Droit d'alerte, droit de retrait, actions en justice, mises en demeure, lettres d'observations…
Alain Jeault n'est pas étonné de l'attitude de la direction : « Tant qu'ils ne sont pas au pied du mur, ils ne font rien. » Car pour en arriver là, il aura fallu des droits d'alerte pour danger grave et imminent déclenchés par les organisations syndicales, le droit de retrait invoqué par des centaines de salariés, des mises en demeure de la Direccte pour « situation dangereuse » dans les six entrepôts d'Amazon — suivies dans deux d'entre eux d'une lettre d'observations de l'inspection du travail après contre-visite —, des dossiers déposés aux prud'hommes, une plainte au pénal de la CGT, à Douai, pour « mise en danger délibérée de la vie d'autrui »…

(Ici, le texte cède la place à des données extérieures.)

PR #755, opened 2026-08-05
feat(operator): expose PCSG-wide pod index

### LINKED ISSUE #754: Expose a group-wide pod index for PodCliqueScalingGroup replicas
## Motivation

LeaderWorkerSet exposes a zero-based pod identity across each leader/worker group: the leader receives index 0 and workers receive indices 1 through `size - 1`. This lets higher-level APIs map the backend-specific value to a concrete rank without rewriting a container command.

Grove currently exposes `GROVE_PCLQ_POD_INDEX`, but that index is scoped to a single PodClique and restarts at zero for every clique. A common distributed topology uses two PodCliques in one PodCliqueScalingGroup replica:

```yaml
podCliqueScalingGroups:
  - name: engine
    cliqueNames:
      - engine-leader # replicas: 1
      - engine-worker # replicas: 2
```

The current indices are:

| PodClique | `GROVE_PCLQ_POD_INDEX` |
| --- | ---: |
| engine-leader | 0 |
| engine-worker, first pod | 0 |
| engine-worker, second pod | 1 |

A higher-level controller therefore cannot define a concrete rank such as:

```yaml
- name: DYNAMO_RANK
  value: "$(GROVE_PCSG_POD_INDEX)"
```

Instead, worker commands currently need shell arithmetic such as `$((GROVE_PCLQ_POD_INDEX + 1))`.

## Proposed behavior

Expose a new `GROVE_PCSG_POD_INDEX` environment variable for pods whose PodClique belongs to a PodCliqueScalingGroup.

The value should be:

- zero-based within one concrete PodCliqueScalingGroup replica;
- assigned by flattening member PodCliques in `PodCliqueScalingGroupConfig.cliqueNames` order; and
- concrete and numeric when injected into containers and init containers.

For a clique at position `i`, its offset when the concrete scaling element is created is:

```text
offset(i) = sum(replicas of cliqueNames before i)

GROVE_PCSG_POD_INDEX =
    offset(i)
    + GROVE_PCLQ_POD_INDEX
```

The offset belongs to the generated member PodClique and must be retained for its lifetime. Replacing a pod then reuses the concrete scaling element's layout instead of recalculating ranks from a potentially changed PodCliqueSet template.

The example above produces indices 0, 1, and 2. Scaling the PCSG creates another independent scaling element whose indices start at 0 again. Together with the existing variables, a pod is uniquely identified within the PodCliqueSet by:

```text
GROVE_PCSG_NAME
GROVE_PCSG_INDEX
GROVE_PCSG_POD_INDEX
```

Standalone PodCliques should not receive this variable, matching the behavior of the existing `GROVE_PCSG_*` variables.

## API contract

This makes the order of `PodCliqueScalingGroupConfig.cliqueNames` semantically significant and should be documented. The field is already immutable after creation.

The variable should be injected before template-defined environment variables, as proposed in #752, so a higher-level API can define a backend-neutral variable such as `DYNAMO_RANK` through Kubernetes environment-variable expansion.

## Benefits

- LWS-analogous group rank semantics for Grove.
- No shell arithmetic or command rewriting for rank-aware applications.
- Stable ranks across replacement of individual pods in a scaling element.
- A generic group-wide pod identity that does not require Grove to understand application-specific leader or worker roles.

sttts:
## Summary

- expose a concrete `GROVE_PCSG_POD_INDEX` in containers and init containers for PodCliqueScalingGroup members
- flatten member PodCliques in immutable `cliqueNames` order and retain each generated PodClique's offset across pod replacement
- document the LWS-analogous semantics and demonstrate defining `DYNAMO_RANK` as `$(GROVE_PCSG_POD_INDEX)`

A leader PodClique with one pod followed by a worker PodClique with two pods receives group-wide indices `0`, `1`, and `2`. Each PCSG replica starts its own index space at zero. Standalone PodCliques do not receive the new variable.

This PR is stacked on and depends on #753, which prepends Grove-injected environment variables so template-defined variables can reference them.

Fixes #754.

## Validation

- `make test-unit`
- generation, formatting, API docs, and all golangci-lint targets from `make check`
- `make verify-toc`
- `go test ./internal/controller/common/component/utils ./internal/controller/podcliquescalinggroup/components/podclique ./internal/controller/podclique/components/pod`


danbar2 (dismissed):
LGTM

docs/user-guide/03_environment-variables-for-pod-discovery/02_env_var_reference.md
```diff
@@ -97,7 +110,30 @@ If a pod belongs to a PodClique that is part of a PodCliqueScalingGroup, these a
...
+podCliqueScalingGroups:
+  - name: engine
+    cliqueNames:
+      - engine-leader # replicas: 1
+      - engine-worker # replicas: 2
+```
+
+assigns index `0` to the leader pod and indices `1` and `2` to the worker pods. A higher-level API can use the concrete value to define an application-specific rank without shell arithmetic:
+
+```yaml
```
shayasoolin, line 131: Nit - I'd drop this example. The description that comes before the yaml is good enough IMHO. The example is a bit out of context and requires to be familiar with Dynamo, otherwise `RANK` is just another name for `POD_INDEX`.

docs/user-guide/03_environment-variables-for-pod-discovery/03_hands-on-examples.md
```diff
@@ -141,6 +141,9 @@ spec:
           containers:
           - name: leader
             image: busybox:latest
+            env:
```
shayasoolin: Same here - I'd drop and avoid Dynamo-specific reference here.

operator/samples/user-guide/03_environment-variables-for-pod-discovery/pcsg-env-vars.yaml
```diff
@@ -22,6 +23,9 @@ spec:
           containers:
           - name: leader
             image: busybox:latest
+            env:
+            - name: DYNAMO_RANK
```
shayasoolin: And again here

shayasoolin (commented):
Looks great, thanks for the important PR. Left a minor comment please LMK if you agree. I prefer not to involve Dynamo in the examples, which are currently pretty generic and neutral.

docs/user-guide/03_environment-variables-for-pod-discovery/02_env_var_reference.md
sttts: Addressed in 48d7395. Removed the Dynamo-specific rank example here and the related references from the hands-on guide and sample, while retaining the generic GROVE_PCSG_POD_INDEX semantics.

docs/user-guide/03_environment-variables-for-pod-discovery/03_hands-on-examples.md
sttts: Addressed in 48d7395. Removed the DYNAMO_RANK environment variables, log output, and explanatory text from the hands-on example.

operator/samples/user-guide/03_environment-variables-for-pod-discovery/pcsg-env-vars.yaml
sttts: Addressed in 48d7395. Removed the Dynamo-specific environment variables and output from the sample; the sample now demonstrates only Grove variables and leader discovery.

shayasoolin (dismissed):

operator/internal/controller/podclique/components/pod/pod.go
```diff
@@ -201,6 +211,25 @@ func (r _resource) buildResource(pcs *grovecorev1alpha1.PodCliqueSet, pclq *grov
...
+// getPCSGPodIndex returns the pod's zero-based index within its PodCliqueScalingGroup replica.
+// Standalone PodCliques return nil because they have no group-wide index.
+func getPCSGPodIndex(pclq *grovecorev1alpha1.PodClique, podIndex int) (*int, error) {
+	if pclq.Labels[apicommon.LabelPodCliqueScalingGroup] == "" {
+		return nil, nil
+	}
+
+	offsetValue, ok := pclq.Labels[apicommon.LabelPodCliqueScalingGroupPodIndexOffset]
+	if !ok {
+		return nil, fmt.Errorf("PodClique is missing required label %q", apicommon.LabelPodCliqueScalingGroupPodIndexOffset)
```
oleg-kushniriov: PodCliques that belong to a PCSG and were created before the operator upgrade will never have the `grove.io/podcliquescalinggroup-pod-index-offset` label, so they will not be able to create new pods: under the default RollingRecreate strategy nothing backfills the label on existing PodCliques, and this persists until the PodClique is recreated.


I suggest running Scale and Churn tests on this PR for the operator-upgrade scenario (deploy the previous operator version, create PCSG workloads, upgrade to this PR, then drive pod churn) to verify replacement pods are still created for pre-upgrade PodCliques.

operator/internal/controller/podcliquescalinggroup/components/podclique/podclique.go
```diff
@@ -333,6 +334,21 @@ func (r _resource) buildResource(logger logr.Logger, ss *syncSnapshot, pcsgRepli
...
 	r.addEnvironmentVariablesToPodContainerSpecs(pclq, pcsgTemplateNumPods)
+	pcsgPodIndexOffset, err := componentutils.GetPCSGPodIndexOffset(pcs, pcsg.Spec.CliqueNames, pclqTemplateSpec.Name)
+	if err != nil {
+		return groveerr.WrapError(err,
+			errCodeBuildPodClique,
+			component.OperationSync,
+			fmt.Sprintf("Error computing PodCliqueScalingGroup pod index offset for PodClique: %v", pclqObjectKey),
+		)
+	}
+	if pclqExists && currentPCSGPodIndexOffset != "" {
```
oleg-kushniriov: The `grove.io/podcliquescalinggroup-pod-index-offset` value is computed once at PodClique creation and retained for its lifetime, but a member PodClique's spec.replicas can still be increased (scale subresource, and preserved on update). Scaling up a member PodClique on an existing PCSG replica then gives its new pods `GROVE_PCSG_POD_INDEX` values that duplicate those of the next clique in cliqueNames order. This breaks the index's core contract of being unique within a PCSG replica: any workload that derives its rank or identity from it ends up with two pods claiming the same value, and nothing detects or logs the collision.

oleg-kushniriov (commented):
Recommend running ScaleUp/Down and Churn tests before and after the operator upgrade, validating the new label values - especially that `GROVE_PCSG_POD_INDEX` stays unique and stable within each PCSG replica.

operator/internal/controller/podclique/components/pod/pod.go
```diff
@@ -201,6 +211,25 @@ func (r _resource) buildResource(pcs *grovecorev1alpha1.PodCliqueSet, pclq *grov
 	return nil
 }
 
+// getPCSGPodIndex returns the pod's zero-based index within its PodCliqueScalingGroup replica.
+// Standalone PodCliques return nil because they have no group-wide index.
+func getPCSGPodIndex(pclq *grovecorev1alpha1.PodClique, podIndex int) (*int, error) {
```
oleg-kushniriov, line 237: This PR introduces an upgrade-sensitive dependency - pod creation for PCSG-member PodCliques now requires the `grove.io/podcliquescalinggroup-pod-index-offset` label, which pre-upgrade PodCliques don't have - but the existing upgrade e2e (`TestUpgradeFromLatestGitHubRelease`) can't exercise it: its workload has no PodCliqueScalingGroup, and it never churns pods of pre-upgrade PodCliques after the upgrade. Upgrade e2e coverage for this path should be a merge requirement.

Please extend the upgrade e2e (or add a case) with a PodCliqueScalingGroup in the workload, and after the upgrade: delete a pod of a pre-upgrade member PodClique and assert the replacement is created; validate the grove.io/podcliquescalinggroup-pod-index-offset label values and the uniqueness of GROVE_PCSG_POD_INDEX within each PCSG replica - including after ScaleUp/Down and churn.

operator/internal/controller/podclique/components/pod/pod.go
sttts: Addressed in fd02e18. Existing PCSG-member PodCliques are now backfilled in place with an internal offset annotation computed from the live member spec.replicas. The PodClique controller waits and retries while that annotation is absent; its update then triggers reconciliation. Existing Pods receive the final group-wide index label without recreation, and replacement Pods are created from the backfilled live offset. The upgrade E2E now verifies unchanged UIDs and successful churn of a pre-upgrade member Pod.

operator/internal/controller/podcliquescalinggroup/components/podclique/podclique.go
sttts: Addressed in fd02e18. The offset is no longer computed once and retained. The PCSG controller reconciles offsets from the current live member spec.replicas, patches affected member PodCliques, and the PodClique controller updates final index labels on existing Pods in place; newly created Pods use the same current offset. The upgrade E2E scales an earlier member down and up and checks the exact contiguous index set after each operation. Pod metadata converges eventually because the Kubernetes patches are not atomic; the documentation also notes that containers consuming a projected environment variable must restart after an earlier-member scale.

operator/internal/controller/podclique/components/pod/pod.go
sttts: Addressed in fd02e18. The upgrade workload now contains a PCSG. Before upgrading, the test scales an earlier member with the previous operator. After upgrading it verifies live-offset backfill, exact final Pod index labels, and unchanged Pod UIDs; it then deletes a pre-upgrade Pod, verifies its indexed replacement, and exercises member scale-down and scale-up before continuing the existing PCS-scale and init-container checks. Following the updated design, the public contract under test is the final grove.io/podcliquescalinggroup-pod-index Pod label; the offset remains an internal non-propagated annotation and no new automatic environment variable is introduced.

sttts: Follow-up in 835708e: the implementation now follows Groves existing Pod-index pattern completely. GROVE_PCSG_POD_INDEX is automatically injected by the Pod controller through a Downward API fieldRef to the final grove.io/podcliquescalinggroup-pod-index label. Injecting at Pod creation also ensures that replacement Pods from unchanged pre-upgrade PodCliques receive the new variable. This supersedes my earlier statement that no new automatic environment variable would be introduced; only the offset remains internal and non-propagated.

oleg-kushniriov (dismissed):
LGTM

shayasoolin (dismissed):

shayasoolin (dismissed):

oleg-kushniriov (dismissed):

shayasoolin (approved):

danbar2 (approved):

Ainsi, la lettre d'observations adressée le 10 avril à la direction du site de Lauwin-Planque, pointe ainsi « certaines situations de travail dans lesquelles les règles de distanciation ne sont pas respectées et la nécessité de mesures complémentaires concernant la désinfection des lieux et le lavage régulier des mains », ainsi que l'obligation « de procéder à l'évaluation des risques psychosociaux ».
« Aucun nettoyage entre le samedi matin et le dimanche soir »
Malgré cela, « Amazon estime qu'il a fait ce qu'il devait faire. Même si le juge dit le contraire, comme nous d'ailleurs depuis le début », insiste Alain Jeault. Lui-même est cariste à l'entrepôt de Sevrey, où après contre-visite, l'inspection du travail a décidé, le vendredi 10 avril, de lever la mise en demeure.
Résultat : « Alors qu'ils s'étaient engagés à désinfecter les salles de pause, il n'y a eu aucun nettoyage entre le samedi matin et le dimanche soir. L'équipe du weekend, d'une centaine de personnes, a pourtant mangé dans cette salle. On a touché les fours à micro-ondes, les tables, les chaises… »
Les actions parallèles des salariés, des organisations syndicales, de l'inspection du travail et de la justice ont abouti à une première : contraindre Amazon à fermer provisoirement. Mais, alerte Yves Quignon, secrétaire général de l'union locale CGT de Douai, « mardi 21 avril, ils risquent de rouvrir, après avoir annoncé quelques bricoles et en n'ayant pas consulté correctement les instances représentatives du personnel. » « Ce n'est pas possible ! », prévient-il.